- EXERCISE: Wherever "boundary" turns up in a line of the entries below, that line counts. Say how many such lines there are, with no other words.

Stored items
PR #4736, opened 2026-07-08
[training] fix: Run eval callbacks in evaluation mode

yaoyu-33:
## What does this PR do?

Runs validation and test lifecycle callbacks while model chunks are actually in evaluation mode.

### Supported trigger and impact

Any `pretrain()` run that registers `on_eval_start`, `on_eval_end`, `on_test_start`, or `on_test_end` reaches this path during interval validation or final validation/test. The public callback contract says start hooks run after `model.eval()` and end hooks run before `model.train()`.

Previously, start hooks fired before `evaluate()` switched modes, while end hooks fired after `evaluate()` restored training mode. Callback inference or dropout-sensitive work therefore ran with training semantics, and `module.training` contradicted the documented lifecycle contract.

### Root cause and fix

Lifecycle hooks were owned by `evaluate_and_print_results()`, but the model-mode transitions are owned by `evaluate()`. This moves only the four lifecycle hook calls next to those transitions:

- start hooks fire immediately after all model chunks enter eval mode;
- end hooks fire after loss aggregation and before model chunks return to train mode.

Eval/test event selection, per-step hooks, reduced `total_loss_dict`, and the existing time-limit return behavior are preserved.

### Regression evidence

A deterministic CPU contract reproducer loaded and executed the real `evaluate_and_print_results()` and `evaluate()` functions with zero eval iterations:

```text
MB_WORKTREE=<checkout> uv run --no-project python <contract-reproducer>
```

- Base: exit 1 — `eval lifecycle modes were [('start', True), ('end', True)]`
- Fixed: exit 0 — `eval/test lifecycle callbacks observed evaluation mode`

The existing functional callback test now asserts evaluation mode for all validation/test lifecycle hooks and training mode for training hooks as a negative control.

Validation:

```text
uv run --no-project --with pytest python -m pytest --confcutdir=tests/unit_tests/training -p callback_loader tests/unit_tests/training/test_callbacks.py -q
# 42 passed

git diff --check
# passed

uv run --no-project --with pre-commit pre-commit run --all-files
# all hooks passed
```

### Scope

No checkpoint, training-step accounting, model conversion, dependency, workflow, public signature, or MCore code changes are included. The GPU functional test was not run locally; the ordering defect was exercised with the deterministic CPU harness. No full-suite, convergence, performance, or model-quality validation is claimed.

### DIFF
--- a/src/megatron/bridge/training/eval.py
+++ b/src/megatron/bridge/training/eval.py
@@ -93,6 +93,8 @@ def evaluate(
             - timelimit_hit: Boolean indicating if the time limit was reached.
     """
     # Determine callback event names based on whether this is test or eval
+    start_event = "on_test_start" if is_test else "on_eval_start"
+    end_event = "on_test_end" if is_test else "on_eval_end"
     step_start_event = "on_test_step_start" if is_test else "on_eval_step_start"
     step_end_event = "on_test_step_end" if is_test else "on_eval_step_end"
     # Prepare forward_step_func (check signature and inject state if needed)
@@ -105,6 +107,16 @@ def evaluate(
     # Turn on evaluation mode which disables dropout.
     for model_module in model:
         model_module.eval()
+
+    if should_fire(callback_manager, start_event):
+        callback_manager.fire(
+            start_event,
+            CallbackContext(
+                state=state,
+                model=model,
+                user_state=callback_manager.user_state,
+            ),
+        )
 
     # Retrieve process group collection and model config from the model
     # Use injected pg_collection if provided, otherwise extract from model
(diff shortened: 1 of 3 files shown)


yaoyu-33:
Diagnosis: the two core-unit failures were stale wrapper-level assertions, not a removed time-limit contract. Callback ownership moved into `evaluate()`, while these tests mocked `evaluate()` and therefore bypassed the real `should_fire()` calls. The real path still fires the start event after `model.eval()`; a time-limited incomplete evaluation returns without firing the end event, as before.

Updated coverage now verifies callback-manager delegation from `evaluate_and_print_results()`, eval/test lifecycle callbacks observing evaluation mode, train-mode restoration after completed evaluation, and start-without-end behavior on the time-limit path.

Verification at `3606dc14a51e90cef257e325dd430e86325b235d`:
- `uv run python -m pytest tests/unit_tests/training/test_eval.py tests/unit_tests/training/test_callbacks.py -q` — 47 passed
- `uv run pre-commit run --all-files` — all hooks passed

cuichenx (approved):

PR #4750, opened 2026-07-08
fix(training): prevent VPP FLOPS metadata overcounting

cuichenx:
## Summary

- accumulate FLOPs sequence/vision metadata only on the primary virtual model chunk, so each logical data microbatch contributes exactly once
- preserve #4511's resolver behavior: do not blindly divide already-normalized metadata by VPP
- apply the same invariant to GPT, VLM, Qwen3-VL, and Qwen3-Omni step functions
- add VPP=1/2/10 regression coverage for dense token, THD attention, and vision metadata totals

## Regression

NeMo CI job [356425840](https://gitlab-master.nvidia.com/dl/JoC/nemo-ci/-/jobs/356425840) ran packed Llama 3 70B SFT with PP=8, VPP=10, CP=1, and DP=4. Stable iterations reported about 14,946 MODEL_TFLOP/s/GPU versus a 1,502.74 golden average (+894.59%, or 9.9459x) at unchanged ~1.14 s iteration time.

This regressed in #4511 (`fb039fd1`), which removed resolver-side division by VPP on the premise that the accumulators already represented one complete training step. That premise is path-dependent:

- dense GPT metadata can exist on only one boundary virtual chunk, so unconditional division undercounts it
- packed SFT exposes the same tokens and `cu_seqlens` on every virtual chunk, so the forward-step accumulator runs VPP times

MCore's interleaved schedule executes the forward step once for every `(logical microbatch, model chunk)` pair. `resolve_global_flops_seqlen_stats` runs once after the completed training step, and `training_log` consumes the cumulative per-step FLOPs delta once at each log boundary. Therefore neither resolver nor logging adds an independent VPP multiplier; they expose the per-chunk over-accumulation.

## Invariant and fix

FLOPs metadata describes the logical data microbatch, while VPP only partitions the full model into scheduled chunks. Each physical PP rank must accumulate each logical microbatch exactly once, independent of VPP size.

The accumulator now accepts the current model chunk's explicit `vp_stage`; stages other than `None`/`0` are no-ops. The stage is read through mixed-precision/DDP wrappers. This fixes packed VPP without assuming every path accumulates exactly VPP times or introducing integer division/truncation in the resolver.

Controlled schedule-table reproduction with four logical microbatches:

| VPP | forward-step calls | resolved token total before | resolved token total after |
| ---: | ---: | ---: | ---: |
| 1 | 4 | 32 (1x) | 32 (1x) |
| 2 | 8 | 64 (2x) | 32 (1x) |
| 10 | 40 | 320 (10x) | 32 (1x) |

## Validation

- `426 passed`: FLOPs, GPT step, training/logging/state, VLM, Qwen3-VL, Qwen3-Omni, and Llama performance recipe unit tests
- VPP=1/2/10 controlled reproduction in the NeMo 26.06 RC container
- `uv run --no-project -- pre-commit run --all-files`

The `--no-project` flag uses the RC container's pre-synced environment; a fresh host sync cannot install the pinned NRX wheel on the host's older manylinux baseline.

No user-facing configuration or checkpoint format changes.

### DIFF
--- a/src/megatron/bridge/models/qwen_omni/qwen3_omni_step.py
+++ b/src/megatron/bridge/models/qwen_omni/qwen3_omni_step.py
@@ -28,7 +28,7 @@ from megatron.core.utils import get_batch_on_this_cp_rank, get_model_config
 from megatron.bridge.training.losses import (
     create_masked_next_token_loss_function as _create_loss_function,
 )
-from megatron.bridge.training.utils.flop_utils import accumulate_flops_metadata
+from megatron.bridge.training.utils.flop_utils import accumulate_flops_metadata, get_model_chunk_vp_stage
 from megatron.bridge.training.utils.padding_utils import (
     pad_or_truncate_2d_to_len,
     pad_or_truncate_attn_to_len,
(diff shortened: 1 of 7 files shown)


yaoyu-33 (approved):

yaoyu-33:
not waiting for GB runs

- SOLUTION: 2